■ Provided data ■
============================================================

PR #173, opened 2021-06-22
REALMC-9256: Implement programmatic flags for commands

makesitgo:
there be linter errors a-plenty here, but hoping to at least get some early eyes and thoughts on the approach here

what this does is standardize the way we write flag usage strings.  this is a result of having done quite a few deep-dives on the messaging with design, and there are patterns and formats we settled on that I'd like to live in code rather than in my head and/or comments.


tsedgwick (approved):
nice, LGTM

jandersongo (approved):

UnicodeSnowman (approved):

nathantfrank (approved):
N🧊 ! I'm liking these changes!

============================================================

■ What you are asked to do ■
Reproduce each line of the material exactly as given.

■ Output for this task ■
PR #173, opened 2021-06-22
REALMC-9256: Implement programmatic flags for commands

makesitgo:
there be linter errors a-plenty here, but hoping to at least get some early eyes and thoughts on the approach here

what this does is standardize the way we write flag usage strings.  this is a result of having done quite a few deep-dives on the messaging with design, and there are patterns and formats we settled on that I'd like to live in code rather than in my head and/or comments.


tsedgwick (approved):
nice, LGTM

jandersongo (approved):

UnicodeSnowman (approved):

nathantfrank (approved):
N🧊 ! I'm liking these changes!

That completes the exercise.